I’ll never forget the Brooks. It had to be Brooks running shoes. My oldest was in eighth grade and needed new sneakers that spring for track. It was already the end of the season and he wore them, probably, three times. And that was it. Lacrosse was next and he needed cleats for that. The shiny new Brooks went in the closet.
It had been a hard year financially. It was the year of our move to a new town and expenses were high and my income moderate. I scraped by each week. Pizza on Friday night was a luxury. If one of us needed anything, it went on a list on the refrigerator and as money came in, we prioritized the needs to see who got what first. That spring it was shoes. My tax return had come in and the store was having a sale. Even so, his sneakers still cost $120.
I had hopes he’d wear them for cross country in the fall, but by then his foot had grown. So I saved them for his younger brother. I think we all know how that worked out. His younger brother would rather go barefoot across coals than wear hand-me-down shoes. Plus, they weren’t Nikes. What pre-teen wears Brooks? And now, four years later, I still look at them with contempt.
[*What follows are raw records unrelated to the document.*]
Issue #2037, opened 2019-04-04
Not able to parse CSV in 4.8.5


jofan:
### Describe the issue:

- [x] Bug
- [ ] Change request
- [ ] New feature request
- [ ] Discussion request

### Issue long description:

In the latest version I'm no longer able to import CSV files that worked fine in previous versions.
This is an example of rows in the CSV (#, location, date, max depth, duration, time, notes, buddy):

```
1202	LCU	2005-02-19	14	0:21:00	10:00:00	Fisheye photography	Johanna
1203	Makaha	2005-02-19	10	0:40:00	12:00:00	Intros for Captain Bruce	Johanna
```
I have tried with different date and time formats but not been able to make it work.

### Operating system:

macOS Mojave
English
MacBook Pro 2015

### Subsurface version:

4.8.5

I does not happen to earlier versions.

I'm using the official release

### Steps to reproduce:

1. Copy and paste log rows from Excel into Google Sheets
2. In Google Sheets: select "Download as Tab-separated values"
3. Rename downloaded file from *.tsv to *.csv
4. Select "Import log files" in Subsurface
5. Drag and drop header tags appropriately and import
6. Error message is displayed saying that the CSV could not be parsed.

### Current behavior:

Error message generated that the CSV cannot be parsed

### Expected behavior:

Parsing CSV and importing logs

### Additional information:

Example file attached (rename .txt to .csv)

### Mentions:

[Divelogexport - Sheet22.txt](https://github.com/Subsurface-divelog/subsurface/files/3042302/Divelogexport.-.Sheet22.txt)

jofan:
Having tested some more it seems like it's specific to this file. I'll try to find the row that causes the issue.

atdotde:
Possibly any line with quotation marks or an apostrophe?

jofan:
Thanks @atdotde, it was a & sign that caused the issue.

atdotde:
Ampersand should be a legal character in CSV. This is a bug.

mturkia:
As we are using XSLT to parse CSV, it looks like this cannot be fixed without re-writing the CSV import in C or C++.

dirkhh:
Can this be handled by a pre-parsing step? Where we quote special characters that XSLT can't handle?

PR #2587, opened 2020-02-04
CSV import: fix importing ampersand character

mturkia:

- [x] Bug fix
- [ ] Functional change
- [ ] New feature
- [ ] Code cleanup
- [ ] Build system change
- [ ] Documentation change
- [ ] Language translation

As we do XSLT parsing for the CSV import, ampersand characters need to
be encoded with &amp; for the parsing to succeed.

### Related issues:

#2037 

### Additional information:

Add ampersand character into notes field in CSV file and import it.


dirkhh (approved):
I had to read the encoding / moving things in the buffer around code roughly five times to make sure this looks right... but I think it does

The next miss-pair was for my youngest for the indoor track season. Specifically for doing the high jump. Cash flow was a little better at this stage, so I took him to the specialty store for the best fit. My oldest had his running career shortened with a heel problem. It was something like Sever’s disease with a bone injury in which the growth plate in the lower back of the heel, where the Achilles tendon (the heel cord that attaches to the growth plate) attaches, becomes inflamed and causes pain. He had months of physical therapy with exercises that included moving his toes back and forth (yes, that’s an exercise!) and he had to stop running. This was frustrating for both of us; he got bored and started to get into trouble, and it added more responsibility to my “plate” with carting him around and keeping track of him. Not to mention the expense of the physical therapy. So this time with his brother, I wasn’t taking any chances. Best sneaker possible.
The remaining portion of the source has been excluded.